EXERCISE ::
Whenever a line in the data holds the string "alert", pull that line out.

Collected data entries
PR #1031, opened 2016-02-20
pai bug fix + changes

### LINKED ISSUE #995: pAIs can open all airlocks, regardless of access.
As said in the title, as an unfolded pAI I could open all airlocks in medbay, including CMO's office.

Yoshax:
- Fixes #995
- Allows pAIs to have access added to them or removed, they can toggle the ability to do such with a verb

### DIFF
--- a/code/modules/mob/living/silicon/pai/pai.dm
+++ b/code/modules/mob/living/silicon/pai/pai.dm
@@ -416,7 +416,7 @@
 		if (idaccessible == 1)
 			switch(alert(user, "Do you wish to add access to [src] or remove access from [src]?",,"Add Access","Remove Access", "Cancel"))
 				if("Add Access")
-					idcard.access += ID.access
+					idcard.access |= ID.access
 					user << "<span class='notice'>You add the access from the [W] to [src].</span>"
 					return
 				if("Remove Access")
--- a/code/modules/mob/living/silicon/pai/pai.dm
+++ b/code/modules/mob/living/silicon/pai/pai.dm
@@ -8,6 +8,7 @@
 	mob_size = MOB_SMALL
 
 	idcard_type = /obj/item/weapon/card/id
+	var/idaccessible = 0
 
 	var/network = "SS13"
 	var/obj/machinery/camera/current = null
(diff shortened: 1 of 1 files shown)


code/modules/mob/living/silicon/pai/pai.dm
```diff
@@ -406,3 +409,36 @@
...
+				user << "<span class='notice'>You add the access from the [W] to [src].</span>"
+				return
+
+			else
+				idcard.access = null
+				user << "<span class='notice'>You remove the access from [src].</span>"
+				return
+	else
+		user << "<span class='notice'>[src] is not accepting access modifcations at this time.</span>"
+		return
```
Techhead0: This `else` will fire if someone hits them with a non-ID item.

code/modules/mob/living/silicon/pai/pai.dm
```diff
@@ -406,3 +409,36 @@
 	grabber.update_inv_l_hand()
 	grabber.update_inv_r_hand()
 	return H
+
+/mob/living/silicon/pai/attackby(obj/item/weapon/W as obj, mob/user as mob)
+
+	if (istype(W, /obj/item/weapon/card/id) && idaccessible == 1)
```
Techhead0: Additionally, having `istype(W, /obj/item/weapon/card/id)` before `GetID()` prevents PDAs and wallets from working.

code/modules/mob/living/silicon/pai/pai.dm
```diff
@@ -406,3 +409,36 @@
...
+
+	if(idaccessible == 0)
+		idaccessible = 1
+		src << "<span class='notice'>You allow access modifications</span>"
+		return
+
+	else
+		idaccessible = 0
+		src << "<span class='notice'>You block access modfications</span>"
+		return
```
Techhead0: You could, if you wanted, condense these lines down to just:
```
idaccessible = !idaccessible
src << "<span class='notice'>You [idaccessible ? "allow" : "block"] access modifications.</span>"
```
The `return` is also unnecessary. And you dropped a period from the sentence.

Zuhayr:
>Allows pAIs to have access added to them or removed, they can toggle the ability to do such with a verb
Extremely leery of this. Can't really express why but it feels like way too much of a buff for a role that is explicitly not meant to operate without its master.

Yoshax:
I thought it would be nice, seeing as they only get what access is given to them, and can not have any access if they don't want any. I see most common usage being given their masters access, which would allow them to move around the workplace they're in, converse with other people. Example being a chemist with one, gives their access to their pAI, and whilst they're making something and are deeply busy or suchlike, the pAI can peruse around and chat with other doctors.

code/modules/mob/living/silicon/pai/pai.dm
```diff
@@ -406,3 +409,35 @@
...
 	grabber.update_inv_r_hand()
 	return H
+
+/mob/living/silicon/pai/attackby(obj/item/weapon/W as obj, mob/user as mob)
+	var/obj/item/weapon/card/id/ID = W.GetID()
+	if(ID)
+		if (idaccessible == 1)
+			switch(alert(user, "Do you wish to add access to [src] or remove access from [src]?",,"Add Access","Remove Access", "Cancel"))
+				if("Add Access")
+					idcard.access += ID.access
```
Zuhayr: Needs to be |= to avoid duplicate list entries.

Neerti:
This is DMN pending a community vote and a decision from Alabaster, due to a disagreement among staff.

Spookerton:
Relatively neutral feedback on the topic after we discussed it to death. Nothing particularly against, so admin :+1:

ANSWER SECTION ::
 			switch(alert(user, "Do you wish to add access to [src] or remove access from [src]?",,"Add Access","Remove Access", "Cancel"))
+			switch(alert(user, "Do you wish to add access to [src] or remove access from [src]?",,"Add Access","Remove Access", "Cancel"))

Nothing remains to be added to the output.